* [Exercise requirements] The records below should be written out again, exactly.

* [Items from a data source]
PR #7166, opened 2016-11-01
Adds advertising tracking for FB & Twitter

itsjoekent:
#### What's this PR do?
- Adds advertising tracking for FB & Twitter
- (Replaces/Removes social auth prototype code)

#### How should this be reviewed?
Does the checkbox properly enable / disable the tracking code?

#### Any background context you want to provide?
Needed for VCard ad campaign asap

#### Relevant tickets
Fixes #n/a

PR #7545, opened 2018-06-22
Adding feature flag to include Facebook Pixel script.

weerd:
#### What's this PR do?
This PR adds a feature flag that will include the Facebook Pixel ad tracking script on every page on Ashes. Since Facebook only gives you one FB Pixel ID and we don't want local development/qa staging activity muddying up the data, we only want to toggle the script to show up on production. The feature flag defaults to `0` (false) via the `paraneue_dosomething.info` file.

As it turns out, after I finished coding this all up, I scrolled a bit farther down on the `html.tpl.php` file, only to find that a Facebook Pixel script was already included in 2016 via #7166 😱! 

Apparently it was behind a `enable_ad_tracking` toggle in the `dosomething_settings` module. However, that toggle bundles multiple scripts (a twitter ad tracking script as well), together. So to have finer grain control I felt that the feature flag I added would be more ideal. Thoughts?

Also, the FB Pixel ID for the old script doesn't seem to be something that we have on our account, so even if activated, not sure if it was tracking anything.

#### Relevant tickets
Refs [Pivotal ID #158462761](https://www.pivotaltracker.com/story/show/158462761)

#### Checklist
- [ ] Tested on staging.

### DIFF
--- a/lib/themes/dosomething/paraneue_dosomething/includes/preprocess/preprocess_html.inc
+++ b/lib/themes/dosomething/paraneue_dosomething/includes/preprocess/preprocess_html.inc
@@ -28,6 +28,8 @@ function paraneue_dosomething_preprocess_html(&$vars) {
   $member_count = dosomething_user_get_member_count(TRUE);
   $vars['head_title'] = token_replace($vars['head_title'], ['member-count-readable' => $member_count]);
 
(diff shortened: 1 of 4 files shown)


DFurnes (approved):
Yeah, 👍 to separate feature flags & 😂 to it already being there. Oy vey!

* [Answer below]
PR #7166, opened 2016-11-01
Adds advertising tracking for FB & Twitter

itsjoekent:
#### What's this PR do?
- Adds advertising tracking for FB & Twitter
- (Replaces/Removes social auth prototype code)

#### How should this be reviewed?
Does the checkbox properly enable / disable the tracking code?

#### Any background context you want to provide?
Needed for VCard ad campaign asap

#### Relevant tickets
Fixes #n/a

PR #7545, opened 2018-06-22
Adding feature flag to include Facebook Pixel script.

weerd:
#### What's this PR do?
This PR adds a feature flag that will include the Facebook Pixel ad tracking script on every page on Ashes. Since Facebook only gives you one FB Pixel ID and we don't want local development/qa staging activity muddying up the data, we only want to toggle the script to show up on production. The feature flag defaults to `0` (false) via the `paraneue_dosomething.info` file.

As it turns out, after I finished coding this all up, I scrolled a bit farther down on the `html.tpl.php` file, only to find that a Facebook Pixel script was already included in 2016 via #7166 😱! 

Apparently it was behind a `enable_ad_tracking` toggle in the `dosomething_settings` module. However, that toggle bundles multiple scripts (a twitter ad tracking script as well), together. So to have finer grain control I felt that the feature flag I added would be more ideal. Thoughts?

Also, the FB Pixel ID for the old script doesn't seem to be something that we have on our account, so even if activated, not sure if it was tracking anything.

#### Relevant tickets
Refs [Pivotal ID #158462761](https://www.pivotaltracker.com/story/show/158462761)

#### Checklist
- [ ] Tested on staging.

### DIFF
--- a/lib/themes/dosomething/paraneue_dosomething/includes/preprocess/preprocess_html.inc
+++ b/lib/themes/dosomething/paraneue_dosomething/includes/preprocess/preprocess_html.inc
@@ -28,6 +28,8 @@ function paraneue_dosomething_preprocess_html(&$vars) {
   $member_count = dosomething_user_get_member_count(TRUE);
   $vars['head_title'] = token_replace($vars['head_title'], ['member-count-readable' => $member_count]);
 
(diff shortened: 1 of 4 files shown)


DFurnes (approved):
Yeah, 👍 to separate feature flags & 😂 to it already being there. Oy vey!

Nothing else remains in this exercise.